**WHAT TO WORK ON**
Starting at the line that contains "Issue #3827, opened 2025-04-03" and ending at the line that contains "PR #3166, opened 2025-01-15", the lines below are to be given again exactly, with nothing added.

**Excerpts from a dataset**

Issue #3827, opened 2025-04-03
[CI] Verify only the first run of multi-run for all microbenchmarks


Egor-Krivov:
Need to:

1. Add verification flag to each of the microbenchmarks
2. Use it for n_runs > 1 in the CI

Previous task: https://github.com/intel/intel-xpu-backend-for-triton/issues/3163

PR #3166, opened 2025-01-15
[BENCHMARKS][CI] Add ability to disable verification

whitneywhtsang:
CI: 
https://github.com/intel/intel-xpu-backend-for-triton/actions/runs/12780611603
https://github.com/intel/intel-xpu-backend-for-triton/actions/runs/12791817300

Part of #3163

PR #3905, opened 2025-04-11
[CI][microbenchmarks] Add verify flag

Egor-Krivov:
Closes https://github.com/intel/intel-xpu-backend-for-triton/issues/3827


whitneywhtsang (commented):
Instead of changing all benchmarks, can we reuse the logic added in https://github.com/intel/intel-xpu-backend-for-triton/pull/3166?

* * *

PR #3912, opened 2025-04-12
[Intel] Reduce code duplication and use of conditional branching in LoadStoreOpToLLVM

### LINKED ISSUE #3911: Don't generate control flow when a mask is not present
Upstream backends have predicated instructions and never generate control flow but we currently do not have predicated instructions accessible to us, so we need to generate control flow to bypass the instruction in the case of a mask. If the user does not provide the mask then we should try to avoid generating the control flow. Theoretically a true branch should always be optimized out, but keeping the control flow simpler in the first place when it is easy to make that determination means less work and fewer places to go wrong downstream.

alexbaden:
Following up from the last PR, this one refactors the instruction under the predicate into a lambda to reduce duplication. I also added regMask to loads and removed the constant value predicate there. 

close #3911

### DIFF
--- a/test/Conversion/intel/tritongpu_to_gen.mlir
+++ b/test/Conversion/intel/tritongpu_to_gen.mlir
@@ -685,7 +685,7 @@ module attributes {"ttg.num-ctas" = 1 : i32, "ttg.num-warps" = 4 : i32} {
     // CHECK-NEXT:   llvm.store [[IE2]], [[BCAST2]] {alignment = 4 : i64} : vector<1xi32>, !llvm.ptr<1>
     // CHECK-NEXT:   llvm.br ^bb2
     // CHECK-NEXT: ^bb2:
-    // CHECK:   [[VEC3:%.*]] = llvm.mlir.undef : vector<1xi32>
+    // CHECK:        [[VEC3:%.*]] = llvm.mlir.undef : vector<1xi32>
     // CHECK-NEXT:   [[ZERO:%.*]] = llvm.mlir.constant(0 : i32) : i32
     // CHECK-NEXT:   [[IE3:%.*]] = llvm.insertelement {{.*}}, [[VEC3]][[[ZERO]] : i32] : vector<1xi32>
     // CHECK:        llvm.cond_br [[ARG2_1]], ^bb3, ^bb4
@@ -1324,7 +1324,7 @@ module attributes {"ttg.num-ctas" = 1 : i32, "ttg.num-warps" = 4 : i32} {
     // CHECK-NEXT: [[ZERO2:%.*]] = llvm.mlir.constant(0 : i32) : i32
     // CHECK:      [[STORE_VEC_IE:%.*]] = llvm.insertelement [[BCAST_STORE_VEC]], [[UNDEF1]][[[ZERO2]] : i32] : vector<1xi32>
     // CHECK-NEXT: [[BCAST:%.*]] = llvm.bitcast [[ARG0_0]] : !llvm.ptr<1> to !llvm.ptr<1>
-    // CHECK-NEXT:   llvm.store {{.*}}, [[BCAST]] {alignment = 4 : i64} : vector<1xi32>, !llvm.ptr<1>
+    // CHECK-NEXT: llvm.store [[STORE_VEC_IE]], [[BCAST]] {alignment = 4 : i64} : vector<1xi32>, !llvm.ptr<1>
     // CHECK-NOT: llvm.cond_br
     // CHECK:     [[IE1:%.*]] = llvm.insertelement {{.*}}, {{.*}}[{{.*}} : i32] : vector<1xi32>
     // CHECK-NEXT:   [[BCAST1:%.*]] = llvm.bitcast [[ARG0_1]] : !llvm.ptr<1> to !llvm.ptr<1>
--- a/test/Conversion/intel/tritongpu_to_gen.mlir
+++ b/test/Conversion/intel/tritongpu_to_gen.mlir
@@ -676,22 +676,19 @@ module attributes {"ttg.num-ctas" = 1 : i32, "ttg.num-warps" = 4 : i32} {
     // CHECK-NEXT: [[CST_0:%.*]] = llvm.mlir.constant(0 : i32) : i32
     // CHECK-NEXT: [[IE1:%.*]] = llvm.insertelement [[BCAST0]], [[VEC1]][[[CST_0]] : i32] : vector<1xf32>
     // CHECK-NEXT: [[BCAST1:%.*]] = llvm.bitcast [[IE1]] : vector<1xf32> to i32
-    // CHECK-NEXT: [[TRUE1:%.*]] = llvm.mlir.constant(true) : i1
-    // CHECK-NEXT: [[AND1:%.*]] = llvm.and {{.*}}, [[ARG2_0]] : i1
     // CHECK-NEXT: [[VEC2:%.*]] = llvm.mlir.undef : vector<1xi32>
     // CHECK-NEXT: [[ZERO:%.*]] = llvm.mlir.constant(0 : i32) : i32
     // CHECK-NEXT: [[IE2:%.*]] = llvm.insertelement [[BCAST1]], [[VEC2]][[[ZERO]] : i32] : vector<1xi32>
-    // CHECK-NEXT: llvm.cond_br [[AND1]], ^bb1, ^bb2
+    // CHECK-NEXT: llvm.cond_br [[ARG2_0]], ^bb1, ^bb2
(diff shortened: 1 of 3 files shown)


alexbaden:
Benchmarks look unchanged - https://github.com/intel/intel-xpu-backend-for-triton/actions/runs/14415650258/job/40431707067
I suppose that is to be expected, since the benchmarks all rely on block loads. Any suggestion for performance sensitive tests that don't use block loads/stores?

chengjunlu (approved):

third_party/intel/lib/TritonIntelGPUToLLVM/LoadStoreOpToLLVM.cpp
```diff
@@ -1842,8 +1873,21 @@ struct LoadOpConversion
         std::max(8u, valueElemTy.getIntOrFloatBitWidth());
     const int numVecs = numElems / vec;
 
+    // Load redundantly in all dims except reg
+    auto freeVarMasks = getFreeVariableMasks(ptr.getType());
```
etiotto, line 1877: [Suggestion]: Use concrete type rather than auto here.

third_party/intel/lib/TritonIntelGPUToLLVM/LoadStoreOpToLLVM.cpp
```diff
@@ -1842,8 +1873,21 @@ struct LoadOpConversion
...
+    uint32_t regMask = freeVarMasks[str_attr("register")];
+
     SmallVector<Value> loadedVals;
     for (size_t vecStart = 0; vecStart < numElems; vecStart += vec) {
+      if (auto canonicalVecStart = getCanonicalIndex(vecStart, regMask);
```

**PROBLEM SOLUTION**
Issue #3827, opened 2025-04-03
[CI] Verify only the first run of multi-run for all microbenchmarks


Egor-Krivov:
Need to:

1. Add verification flag to each of the microbenchmarks
2. Use it for n_runs > 1 in the CI

Previous task: https://github.com/intel/intel-xpu-backend-for-triton/issues/3163

PR #3166, opened 2025-01-15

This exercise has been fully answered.